I’ll be the first to admit that these sprites aren’t exactly game-ready. Still, while working on this project I found a number of tricks that greatly improved the quality of the output, and I’d like to share them here in case you’re interested in applying them yourself (and have access to a bigger dataset…). But before we get to that, here are a few more of my favourite little freaks:
AEGAN
The AEGAN architecture (described here), although slower to train than a standard DCGAN, made for much faster convergence. After only 30 epochs across the ~1600 sprites, the output was distinctly pokemon-shaped.

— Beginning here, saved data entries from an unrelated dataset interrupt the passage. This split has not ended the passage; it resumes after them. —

PR #1006, opened 2025-04-30
Replace `nginx` with `openresty`

tcely:


meeb:
What's this for?

tcely:
> What's this for?

It's a newer version, and includes features that I plan to use in the future.

Hopefully, the proof of origin stuff and dynamically controlled logging.

meeb:
Customised HTTP logging is fine. I don't really want any logic ported to lua that is required for tubesync to function.

tcely:
I was planning to use `lua` for the configuration. The goal is; if you aren't using `nginx` then nothing should change.

It really is a better approach than templates for generation of configuration before running `nginx`.

meeb:
Yep I'm very familiar with Openresty. Providing tubesync functions as a stand-alone Python/Django project and there's nothing functionally required in lua that's fine.

Issue #961, opened 2025-04-14
Update PostgreSQL database instructions


tcely:
The current [file](https://github.com/meeb/tubesync/blob/main/docs/other-database-backends.md) is outdated.
There are easier ways to accomplish the creation of a new database for use with `TubeSync` these days.

This is a great first issue to resolve!
It doesn't require knowing Python or the existing code base.

Items to address:

- [x] 1. The tag is too specific. [`15.2`](https://hub.docker.com/layers/library/postgres/15.2/images/sha256-8d0f925ceb8d8110a9d7c4f792fdabb50d797f5e3f25e21d059abf4fa177be2f) when just using [`15`](https://hub.docker.com/layers/library/postgres/15/images/sha256-f25135c3038e660f35edd6bc752769b67fa0c43dec1f691069f8089f6c2fd7a0) should be [`15.12`](https://hub.docker.com/layers/library/postgres/15.12/images/sha256-f25135c3038e660f35edd6bc752769b67fa0c43dec1f691069f8089f6c2fd7a0), as of this date.
- [x] 2. The [`latest`](https://hub.docker.com/layers/library/postgres/latest/images/sha256-48f04a5009fe444f00178907dd32f6df809246a959468f72248284752f31dadd) tag for [`PostgreSQL`](https://hub.docker.com/_/postgres) uses [`17`](https://hub.docker.com/layers/library/postgres/17/images/sha256-48f04a5009fe444f00178907dd32f6df809246a959468f72248284752f31dadd), so [`15`](https://hub.docker.com/layers/library/postgres/15/images/sha256-f25135c3038e660f35edd6bc752769b67fa0c43dec1f691069f8089f6c2fd7a0) is two versions behind, as of this date.
- [x] 3. Creating the database can be done with an environment variable ([`POSTGRES_DB`](https://github.com/docker-library/postgres/blob/cc254e85ed86e1f8c9052f9cbf0e3320324f0421/15/bookworm/docker-entrypoint.sh#L205)), instead of using the `init.sql` file.
- [x] 4. It's really a great idea to stop the gunicorn and worker services before importing the tasks. I typically don't let them run until after restarting the container.

See also:
* https://github.com/meeb/tubesync/issues/748#issuecomment-2673133029
* https://github.com/meeb/tubesync/issues/943#issuecomment-2801293005

PR #1016, opened 2025-05-05
Add more details about saving database entries

tcely:
For #961


tcely:
@meeb My almost 1 GiB SQLite database is backed up to 150 MiB file using `gzip`, but the Django support for `xz` further reduced that to less than 50 MiB.

It turned out that `jsonl` is extremely compression friendly. 👍

meeb:
Very nice!  Thanks!

PR #1030, opened 2025-05-09
Refactor models

### LINKED ISSUE #47: Refactor sync models and rework metadata handling

tcely:
The `Media` model is still a mess.
At least now it is a mess in its own file.

~I fully expect this to need a migration file.~
The generated migration file was added.

Fixes #47


tcely:
@meeb Let me know if you see anything we should change before merging this.

PR #1038, opened 2025-05-16
Migrate functions from `sync.utils`

tcely:


tubesync/common/utils.py
```diff
@@ -7,10 +7,21 @@
...
 
 
+def directory_and_stem(arg_path, /):
+    filepath = Path(arg_path)
+    stem = Path(filepath.stem)
+    while stem.suffixes and '' != stem.suffix:
+        stem = Path(stem.stem)
+    return (filepath.parent, str(stem),)
+
+
```
tcely, line 24: This was updated on `main` in the old location.

meeb:
Thanks!

PR #1042, opened 2025-05-17
Fixes for `ruff check` output

tcely:


tubesync/sync/views.py
```diff
@@ -296,23 +296,30 @@ class EditSourceMixin:
     def form_valid(self, form: Form):
         # Perform extra validation to make sure the media_format is valid
         obj = form.save(commit=False)
-        source_type = form.cleaned_data['media_format']
+        # temporarily use media_format from the form
+        saved_media_format = obj.media_format
+        obj.media_format = form.cleaned_data['media_format']
```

Training the same generator without the AEGAN scaffolding took over 100 epochs to reach similar quality (if it ever did). I recommend you try the AEGAN technique. It stabilizes training by preventing mode collapse and allows the generator to quickly beeline to a useful section of parameter space. I timeboxed this little project, but if I had world enough and time I’m sure it would also allow the generator to reproduce pokemon from the orginal dataset.
ColourPicker
The biggest increase in quality followed what I call the ColourPicker technique. Rather than using the typical transposed convolutional layers with a channel depth of 3 (red, green, and blue) in the generator, my final layer had a channel depth of 16 with a softmax activation applied to the channel dimension. This forced the generator to pick one of 16 indices for each pixel. Elsewhere in the network, the generator generated 16 colours (essentially a palette), and this palette was multiplied against the 16-depth index layer. This was done three times separately to create red, green, and blue channels for output, and allowed colours to be easily coordinated across the output image.
Noisy Discriminators
GANs are notoriously unstable during training. Although the AEGAN scaffolding went a long way towards increasing stability, it wasn’t until I started adding multiplicative Gaussian noise to nearly every layer of the discriminators that I could stop worrying about waking up to a model that had completely broken during its overnight training.
Data Augmentation
The dataset I was working with was tiny. All-in-all, there are about 600 unique images; add the shinies (glorified palette-swaps) and occasional female variants (minor changes most people wouldn’t notice) and you’ve got about 1600 images. That’s way too few to properly train a GAN to produce 96x96x3 images. Still, I tried, and applied augmentation to artificially increase the dataset size. This included:
- randomly translating the image horizontally and/or vertically by up to 5 pixels
- randomly rotating the image’s hue
- randomly flipping the image in the horizontal dimension
Use a Small Latent Dimension
You don’t know how big 100-dimensional space is. Heck, you probably don’t how big 4-dimensional space is. Our brains just aren’t wired for that. But think about it this way: if you’re using a 100D latent space (as many tutorials suggest), and you want at least one image per “quadrant” of that space (i.e., binning each dimension into two bins, positive and negative), you would need over a billion billion billion images, and even then the space would still be incredibly sparse. Mapping such a huge latent space to the relatively few images you have is a big ask, and you’d likely do better with a much smaller latent space. For this project, I only used 16 dimensions.